The length of time into the future for which the forecast generates predictions. The maximum forecast horizon is set by the depth of historical data and the selected algorithm.

**Forecast model**

An algorithm trained from a data collection to generate forecasts.

**Forecast time interval**

The interval for the forecasted data points, as defined by the input data (historical and related), and the selected algorithm. The forecast time interval can be either daily, weekly, or monthly.

**Historical data (actuals)**

The primary data type used in a forecast. This data is mandatory. It must be numerical and include a time dimension. Examples: Units sold, Expenditure.

**Hyperparameter**

A parameter whose value is used to control the learning process of the forecast model. Hyperparameter tuning is part of the model configuration procedure within PlanIQ.

**Lag**

The number of historical time periods used to forecast a future time period. For example, PlanIQ needs 3 months of historical data - March, April, May - to calculate a trend for June. Similarly, to obtain a single yearly trend datapoint for March 2021, PlanIQ needs 12 months of historical data from March 2020 to March 2021.

**Noise**

Also known as residuals, noise is where some data points deviate from the forecasting trend. In time series forecasting, noise is unpredictable random data that deviates from the typical behavior of the time series. Noise can be a useful indicator of model quality.
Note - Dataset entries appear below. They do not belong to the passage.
PR #1233, opened 2023-06-02
Limit LSP4E dependency to version <= 0.23 due to the API--breaking ch…

vrubezhny:
…anges

### DIFF
--- a/org.eclipse.wildwebdeveloper.xml.feature/feature.xml
+++ b/org.eclipse.wildwebdeveloper.xml.feature/feature.xml
@@ -2,7 +2,7 @@
 <feature
       id="org.eclipse.wildwebdeveloper.xml.feature"
       label="%name"
-      version="1.1.0.qualifier"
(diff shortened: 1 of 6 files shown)


akurtakov:
That is not fine as that would make wwd unusable with other LSP based editors that develop against master

mickaelistria:
@vrubezhny if you can directly include a newer version of the code that works against latest release and current master of LSP4E, and restrict the ranges minimal version instead, that would be best.

vrubezhny:
> @vrubezhny if you can directly include a newer version of the code that works against latest release and current master of LSP4E, and restrict the ranges minimal version instead, that would be best.

That's the goal, but at the moment if we don't restrict LSP4E versions and users are updating to the latest LSP4E snapshot - they fail to run WWD/M2E-Core. And nothing prevents the users from such an update, plus it's 2023-06 RC1 milestone today.

vrubezhny:
Closing as not accepted

PR #1235, opened 2023-06-02
Fix API incompatobilities in latest o.e.lsp4e (v. >= 0.17)

vrubezhny:


mickaelistria (approved):
This change looks very good. Anything particular you'd like me to give more attention? If not, the sooner we merge, the better.

vrubezhny:
> This change looks very good. Anything particular you'd like me to give more attention? If not, the sooner we merge, the better.

@mickaelistria  JUnit test  [TestTypeScript.testHTMLinTSXFile() ](https://github.com/eclipse/wildwebdeveloper/blob/eaae1da1cff22d077c456ed352ad2e00d6e6ffd0/org.eclipse.wildwebdeveloper.tests/src/org/eclipse/wildwebdeveloper/tests/TestTypeScript.java#L76) is quite unstable failing by time out expired while trying to collect language servers for document. From one side - it's only a test that just started an editor, so the LS needs some time to initialize, so I've used 500ms timeout here, but we have a similar code collecting the LSs in [AssociateGrammarHandler.executeServerCommand](https://github.com/eclipse/wildwebdeveloper/blob/eaae1da1cff22d077c456ed352ad2e00d6e6ffd0/org.eclipse.wildwebdeveloper.xml/src/org/eclipse/wildwebdeveloper/xml/internal/commands/AssociateGrammarHandler.java#L97) - I've put 100ms timeout here - in theory at least one LS is to be initialized and active at this point, but I still in doubt on what should be the correct timeout value here?

mickaelistria:
This test is working on the Jenkins build for this PR, so I woudn't worry about it. If it is the only concern, then I believe this PR is good to merge now.

PR #1308, opened 2023-08-14
Allow using TypeScript version specified by project

PyvesB:
Until now, the TypeScript version was systematically being overridden to point to the one packaged with Eclipse. This meant that if your project relied on a different version of TypeScript (as specified in `package.json` for example), there was a risk of incompatibilities. Even worse, custom type definitions brought in third party dependencies were not resolved properly, for example in the case of React.js:
Screenshot 2023-08-14 at 12 17 04

VSCode allows switching between either its own version of TypeScript, or the one specified by the project, as described here:
https://code.visualstudio.com/docs/typescript/typescript-compiling#_using-the-workspace-version-of-typescript

This PR adds similar support to Eclipse, via a preference page option. The default is the same as before, i.e. TypeScript packaged with Eclipse, so the behaviour for current Eclipse users will not change.

Tested on a project locally, all type definition resolution errors go away, and you can see the version that is being picked up by referring to the log messages produced by the language server at startup (as documented [here](https://github.com/typescript-language-server/typescript-language-server#typescript-version-notification)).

With the Eclipse version:
```
Typescript Server version info: {version=5.0.4, source=user-setting}
```

With the Project version:
```
Typescript Server version info: {version=5.0.2-sdk, source=workspace}
```

### DIFF
--- a/org.eclipse.wildwebdeveloper/src/org/eclipse/wildwebdeveloper/jsts/ui/preferences/JSTSPreferenceServerConstants.java
+++ b/org.eclipse.wildwebdeveloper/src/org/eclipse/wildwebdeveloper/jsts/ui/preferences/JSTSPreferenceServerConstants.java
@@ -1,0 +1,38 @@
+/*******************************************************************************
+ * Copyright (c) 2023 Red Hat Inc. and others.
+ *
+ * This program and the accompanying materials are made
+ * available under the terms of the Eclipse Public License 2.0
+ * which is available at https://www.eclipse.org/legal/epl-2.0/
+ *
+ * SPDX-License-Identifier: EPL-2.0
+ *
+ * Contributors:
+ *  Pierre-Yves Bigourdan - initial implementation
+ *******************************************************************************/
+package org.eclipse.wildwebdeveloper.jsts.ui.preferences;
+
+import org.eclipse.jface.preference.IPreferenceStore;
+import org.eclipse.wildwebdeveloper.Activator;
+
+/**
+ * JS/TS preference server constants.
+ *
+ */
+public class JSTSPreferenceServerConstants {
+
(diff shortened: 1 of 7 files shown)


org.eclipse.wildwebdeveloper/src/org/eclipse/wildwebdeveloper/jsts/ui/preferences/JSTSPreferenceServerConstants.java
```diff
@@ -0,0 +1,38 @@
+/*******************************************************************************
```
vrubezhny, line 1: Why not to merge this class into https://github.com/eclipse-wildwebdeveloper/wildwebdeveloper/blob/master/org.eclipse.wildwebdeveloper/src/org/eclipse/wildwebdeveloper/jsts/ui/preferences/typescript/TypeScriptPreferenceServerConstants.java ?

vrubezhny (commented):
Please see the inline comment.

org.eclipse.wildwebdeveloper/src/org/eclipse/wildwebdeveloper/jsts/ui/preferences/JSTSPreferenceServerConstants.java
PyvesB: Are you also suggesting to move the preference to the TypeScript subsection in the UI? My rationale was that this preference effectively impacted the language server as a whole, so I put it somewhere top level.

vrubezhny: No. I think you're right. Let's live it as it is - to be a common setting for the language server.

vrubezhny (approved):
Looks good to me. Thanks!

PR #1312, opened 2023-08-19
Add snakeyaml dependency to wildwebdeveloper repository

HannesWell:
This avoids the need to add to sankeyaml in downstream consumer (e.g. m2e) via Orbit, if they don't use the SimRel repo (which I was told is not recommended).


mickaelistria:
Thanks.

PR #1328, opened 2023-09-08
#1327 A "Chrome Debug" session can now be started even when a chrome window is already open

### LINKED ISSUE #1327: Starting a "Chrome Debug" session does not work when chrome is already open
# Steps to reproduce # 
Exact same steps as described in #1294 except before starting the "Chrome Debug" session open a chrome window. 

Instead of opening a new chrome instance, a new empty tab is opened in the running chrome window. wwd is not apple to connect to this chrome instance.

# Environment # 
Eclipse 2023-06
wwd 1.3.0
I tested this both on Windows 11 and Ubuntu 20

# Analysis # 
Since the chrome instance was not started with remote debugging enabled, wwd is not able to connect. 

# Workaround # 
As already mentioned in #1294: Close all chrome windows before starting a "Chrom Debug" session. 
This workaround is problematic, because it might interrupt a developer's normal workflow. 

# Related issues # 
#927 is probably related. The difference in #927 is that the error occurs when starting a "Running Chrome Debug Instance" debug session and not a "Chrome Debug" session.

Si-So:
# Rationale # 
The "vscode-chrome-debug" debugger can either be instructed to start chrome from a specific path or it can try to locate chrome itself. See here: https://github.com/microsoft/vscode-chrome-debug/blob/master/src/chromeDebugAdapter.ts
If going for the first option the `runtimeExecutable` parameter must be specified. This is what wwd currently does and what causes #1327

In contrast, here is a typical `launch.json` from VSCode: 
```
{
    // Use IntelliSense to learn about possible attributes.
    // Hover to view descriptions of existing attributes.
    // For more information, visit: https://go.microsoft.com/fwlink/?linkid=830387
    "version": "0.2.0",
    "configurations": [
        {
            "type": "chrome",
            "request": "launch",
            "name": "Launch Chrome against localhost",
            "url": "http://localhost:4200/",
            "webRoot": "${workspaceFolder}/src",
            "sourceMaps":true
        }
    ]
}
```
Instead of using the `runtimeExecutable` parameter, VSCode uses the `type` and `launch` parameters. When the `type` and `launch` parameters are used "vscode-chrome-debug" locates the chrome executable itself. This fixes #1327 

I am not sure why it fixes #1327, but it does. 

# Appendix # 
This only fixes "Chrome Debug" and _not_ "Running Chrome Debug Instance". I suspect that "Running Chrome Debug Instance" can be fixed in the same way. After also fixing "Running Chrome Debug Instance" the class `ChromeExecutableTab` probably becomes obsolete. The method `findChromeLocation` in `ChromeRunDAPDebugDelegate` can probably also be deleted.

### DIFF
--- a/org.eclipse.wildwebdeveloper/src/org/eclipse/wildwebdeveloper/debug/chrome/ChromeRunDAPDebugDelegate.java
+++ b/org.eclipse.wildwebdeveloper/src/org/eclipse/wildwebdeveloper/debug/chrome/ChromeRunDAPDebugDelegate.java
@@ -40,8 +40,6 @@ import org.eclipse.ui.internal.browser.IBrowserDescriptor;
 import org.eclipse.wildwebdeveloper.Activator;
 import org.eclipse.wildwebdeveloper.debug.AbstractHTMLDebugDelegate;
 import org.eclipse.wildwebdeveloper.debug.LaunchConstants;
-import org.eclipse.wildwebdeveloper.debug.MessageUtils;
-import org.eclipse.wildwebdeveloper.debug.Messages;
 
 import com.google.gson.JsonObject;
 
@@ -54,6 +52,10 @@ public class ChromeRunDAPDebugDelegate extends AbstractHTMLDebugDelegate {
 	public static final String RUNTIME_EXECUTABLE = "runtimeExecutable";
 	public static final String URL = "url";
 	private static final String SOURCE_MAPS = "sourceMaps";
+	public static final String TYPE = "type";
+	public static final String CHROME = "chrome";
+	public static final String REQUEST = "request";
+	public static final String LAUNCH = "launch";
 
 	@Override
 	public void launch(ILaunchConfiguration configuration, String mode, ILaunch launch, IProgressMonitor monitor)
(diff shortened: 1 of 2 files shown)


mickaelistria:
Indeed, it looks like `vscode-chrome-debug` plugin does a better job at finding chrome that Wild Web Developer does, so it's a good thing it we can rely on it more.

mickaelistria:
Thank you!

Si-So:
Thank you for merging :)

Before merging my PR: I also found it quite strange that you even _could_ select a browser in "Chrome Debug".

mickaelistria:
> Before merging my PR: I also found it quite strange that you even could select a browser in "Chrome Debug".

At this stage, you currently seem like the most expert contributor regarding Chrome debug integration. So at least I, and probably others, trust your judgement here and would welcome any PR that in your opinion removes some "strangeness".

mickaelistria:
We don't plan much, this is a bit "on-demand" and according to availability of committers.
However, let me turn the question upside-down: why would you need a release?

Si-So:
Yeah I noticed that your release are "on-demand". 

I would like to have a release because this makes it easier for other employees from my company to get my changes. 

Manually deploying locally built plugin-jars is harder than saying: "Please update this plugin from the official repo".

mickaelistria:
There is an official repo with snapshots which you can share with your colleagues to install a build including your latest contributions: https://download.eclipse.org/wildwebdeveloper/snapshots/

Si-So:
Oh, I didn't know that. Thank you :)

PR #1341, opened 2023-09-24
Compatibility with WTP SSE

zulus:
Low priority for all WWD content-types


mickaelistria:
Why a lower priority?

zulus:
WTP SSE based editors (CSS, XML, HTML and PHP), require special IDocument implementation (IStructuredDocument),  build via deprecated "org.eclipse.core.filebuffers.documentCreation" which is based on contentType.

Without this all SSE editors stops working after WWD installation. As an alternative WTP can set his content type priority as high, or finally replace IDocumentFactory by for example ForwardingDocumentProvider ;)

mickaelistria:
Would it be possible to fix the `org.eclipse.core.filebuffers.documentCreation` so it takes into account all content-types and matches the first one that has an association instead of just looking at the first content-type?

zulus:
This ex point is deprecated, I'm afraid none care ;)

Maybe on WTP side, someone will be able to just write IDocumentProvider designed for StructuredSourceEditor and stop using this ex point

mickaelistria (approved):
I don't think this is a harmful change anyway, so feel free to merge as soon as CI is happy with it.

StefanLindner:
Now everything works fine. Thank you so much!

PR #4828, opened 2017-06-29
Provide better error messages if the source library is missing.

georgestephanis:
This should help developers building this functionality out that may not
realize they need to source the linting library separately.

I ran into this after having it fail silently before I realized I needed the external library.


marijnh:
Thanks, merged as 03d99e5

PR #4842, opened 2017-07-08
[julia mode] Julia 0.6 syntax updates

pabloferz:
This is an update to properly handle some syntax changes from Julia 0.6 (also includes some other fixes).

### DIFF
--- a/mode/julia/julia.js
+++ b/mode/julia/julia.js
@@ -23,24 +23,27 @@ CodeMirror.defineMode("julia", function(config, parserConf) {
   var uChar = "([^\\u0027\\u005C\\uD800-\\uDFFF]|[\\uD800-\\uDFFF][\\uDC00-\\uDFFF])";
 
   var operators = parserConf.operators || wordRegexp([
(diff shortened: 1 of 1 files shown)


pabloferz:
C.c. @marijnh

marijnh:
Thanks, merged.

danilaml:
@pabloferz Btw, is there a reason for `in` not to be included in keywords? (`for i in 1:42 ...`)

pabloferz:
It is not included as a keyword but it is treated as an operator (in the example page over the codemirror site operators are not highlighted, but they are for example in jupyter notebooks).

danilaml:
@pabloferz thanks for answering! Was confused since [here](https://docs.julialang.org/en/stable/manual/control-flow/#man-loops-1) it's referred as `the alternative (but fully equivalent) keyword in or ∈`

jasonsun0310:
I think so, too. ''''struct''' is a recently added keyword to Julia to replace '''type'''. Perhaps code mirror didn't update this change in time.

PR #4845, opened 2017-07-11
Expose startOperation/endOperation in CodeMirror API.

asolove:
This PR makes it possible for users to call `startOperation` and `endOperation` to batch changes that occur asynchronously. It also adds docs for those methods making clear that they are not for normal use cases and require some care. ([As discussed in this Discuss thread](https://discuss.codemirror.net/t/expose-startoperation-and-endoperation/1301/2))


marijnh:
Thanks!

PR #4846, opened 2017-07-11
Add N-Quads support to N-Triples mode

BigBlueHat:
[N-Quads](https://www.w3.org/TR/n-quads/) is a format based on [N-Triples](https://www.w3.org/TR/n-triples/) with an additional fourth element for stating which graph the triples are/were encoded in.

Consequently, the color coding for N-Triples works just fine for N-Quads documents.

I've updated the N-Triples demo to state that it also supports N-Quads and added an example document to prove it. 😄 

Also, I've added `application/n-triples` as a supported media type for N-Triples (leaving the old, though incorrect `text/n-triples` for backwards compatibility.

Lastly, I've updated `mode/meta.js` to properly handle the `application/n-triples` and `application/n-quads` media types as well as the `.nq` file extension.

Hope it's useful!
🎩


BigBlueHat:
I'd also be happy to provide a similar PR for adding [`text/n3`](https://www.w3.org/TeamSubmission/n3/) and [`application/trig`](https://www.w3.org/TR/trig/) as available formats for the current `text/turtle` mode--as both of those formats are compatible with Turtle document highlighting and have [registered media types](https://www.iana.org/assignments/media-types).

I'll make sure I'm doing it right via this commit first, though. 😄 Thanks!

marijnh:
Seems like a good idea. Merged as c4174e0569e...d9e926358854f

Issue #4849, opened 2017-07-12
[meta] add .editorconfig


dwelle:
http://editorconfig.org/

Would make working on forks much easier. I can set up a basic config and issue a PR, if that's ok?

marijnh:
Sure, that'd be useful.

PR #4852, opened 2017-07-12
add .editorconfig

dwelle:
closes https://github.com/codemirror/CodeMirror/issues/4849

### DIFF
--- a/.editorconfig
+++ b/.editorconfig
@@ -1,0 +1,7 @@
+root = true
+
+[*]
+indent_style = space
+indent_size = 2
+end_of_line = lf
+charset = utf-8
--- a/.gitattributes
+++ b/.gitattributes
@@ -1,8 +1,8 @@
-*.txt   text
-*.js    text
-*.html  text
-*.md    text
-*.json  text
-*.yml   text
-*.css   text
-*.svg   text
+*.txt   text eol=lf
+*.js    text eol=lf
+*.html  text eol=lf
+*.md    text eol=lf
+*.json  text eol=lf
+*.yml   text eol=lf
+*.css   text eol=lf
+*.svg   text eol=lf


dwelle:
on second thought... the EOL seems not really consistent throughout the project

dwelle:
At least some files in `bin/` folder seems to have LF only.. IMO I'd normalize the EOLs in that folder to CRLF

dwelle:
speaking of which, made the editorconfig itself `LF`-only by mistake due to my default settings... :man_facepalming:

.editorconfig
```diff
@@ -0,0 +1,7 @@
+root = true
+
+[*]
+indent_style = space
+indent_size = 2
+end_of_line = crlf
```
marijnh: The repository most certainly does not use crlf line endings. It may be that git adds those when you check out on windows, but this should not be in the editor config.

dwelle: in that case we can either ignore it (I'll remove the eol from the editorconfig), or we can ensure files are checked out with `lf`, because currently it's forced to autocrlf on windows due to the `.gitattributes` config (which takes precedence over global git config, where I have `autocrlf=false`).

We could tweak the `.gitattributes` as follows:

```
*.txt   text eol=lf
*.js    text eol=lf
*.html  text eol=lf
*.md    text eol=lf
*.json  text eol=lf
*.yml   text eol=lf
*.css   text eol=lf
*.svg   text eol=lf
```

marijnh: I think the reason that .gitattributes is there at all is that people kept committing CRLF files and I had to clean them up. Would your proposed change cause git to clean them up on commit?

dwelle: should ensure `LF` both on check-out and check-in (commit)

dwelle:
force-pushed change to `.editorconfig` commit, and added the `.gitattributes` changes

marijnh:
Thanks, merged. Eof is _supposed_ to be all `\n`, but it's very well possible that that hasn't been enforced everywhere.

dwelle:
yea, `CRLF` can burn

PR #4853, opened 2017-07-13
[sublime keymap] "Add to selection" bindings

### LINKED ISSUE #4850: Ctrl-Shift-Up/Down hotkey for adding cursor
I noticed there is no hotkey yet for adding a cursor one line up or down like in Sublime. Here is a quick implementation that can be added to the `extraKeys` option:
```
'Shift-Alt-Down': (codeMirror) => {
    var selections = cm.listSelections();
    var lastSelection = selections[selections.length - 1];
    cm.setSelection(lastSelection.anchor, lastSelection.head);
    cm.execCommand('goLineDown');
    var newSelection = cm.listSelections()[0];
    cm.setSelections(selections);
    cm.addSelection(newSelection.anchor, newSelection.head);
}
```
It would be nice if something like this could be added to the Sublime keymap. There may be a better way to do it, but I couldn't find a method to get the position immediately above the cursor, so that's why I used the `goLineDown` command.

nickasd:
These bindings clone the cursors by moving them up or down by one line (Ctrl-Alt-Up/Down on Windows, Cmd-Shift-Up/Down on Mac). Closes #4850.

### DIFF
--- a/keymap/sublime.js
+++ b/keymap/sublime.js
@@ -164,7 +164,7 @@
     if (fullWord)
       cm.state.sublimeFindFullWord = cm.doc.sel;
   };
-  
+
   function addCursorToSelection(cm, dir) {
     var ranges = cm.listSelections(), newRanges = [];
     for (var i = 0; i < ranges.length; i++) {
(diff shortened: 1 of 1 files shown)


marijnh:
Thanks, merged as 3073bdd9

adrianheine:
There seems to be an issue with this change, see #5109. @nickasd, could you have a look?

PR #4854, opened 2017-07-14
Remove midnight theme top border and bottom border

tylerlong:
Because the borders don't make much visual sense. And they cause dual scroll bar issue when the editor takes 100% of page height.

You can reproduce the issue here: http://mdp.tylingsoft.com/  Press <kbd>CMD-,</kbd> to bring up the preferences panel and change the theme to midnight.

### DIFF
--- a/theme/midnight.css
+++ b/theme/midnight.css
@@ -12,8 +12,6 @@
     color: #D1EDFF;
 }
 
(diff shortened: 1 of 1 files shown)


tylerlong:
Dual scroll bar issue:

image

Other themes don't have this issue.

marijnh:
Agreed, merged as 9a223d81

Issue #2813, opened 2014-09-18
[gfm mode] no gfm highlight after header immediately followed by code block


cben:
Look at last section of http://codemirror.net/mode/gfm/ - SHAs, github issue refs and the naked URL on last line are all unhighlighted.

Some experiment shows this happens after seeing a header immediately followed by a fenced code block.  In such a case, `overlay.codeBlock` stays false after 1st fence and becomes true after 2nd fence, which prevents further highlighting.  After some digging, I have no clue why this only happens directly following a header (header > text > code block is fine)

test case: 
https://github.com/cben/CodeMirror/commit/b3057ea4985a2474e4f7003f24e3e98a0a1e0349
https://cdn.rawgit.com/cben/CodeMirror/b3057ea4985a2474e4f7003f24e3e98a0a1e0349/test/index.html#gfm*
(first failed test is the bug; second without header works, failed artificially to let you [display states] and compare)  

cc @bfrohs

**Related data (drivers)**

An optional dataset that provides additional drivers (business factors and values) to your forecast. Related data can help PlanIQ improve the forecast accuracy. Examples are historical data and forward-looking promotions. Related data includes:

- A time dimension (for example: historical and forward-looking promotions).
- Historical data points leading up to the forecast horizon.
- Future data points to cover the length of the forecast horizon (optional but recommended for increased forecast accuracy).

**Sparse data**

A dataset where many of the values are 0. For example, if your dataset represents demand for a product over time, and there are periods where demand is zero.

Before you include a dataset in a data collection, you can choose to distinguish between true zeros and zeros that represent missing data. This ensures your forecast result is not skewed. For more information, see Exclude values.

**Time series**

A sequence of successive data points (observations) in time, that occur at regular time intervals.

**Time series forecasting**

Prediction of a time series’ future values based on historical and other data types.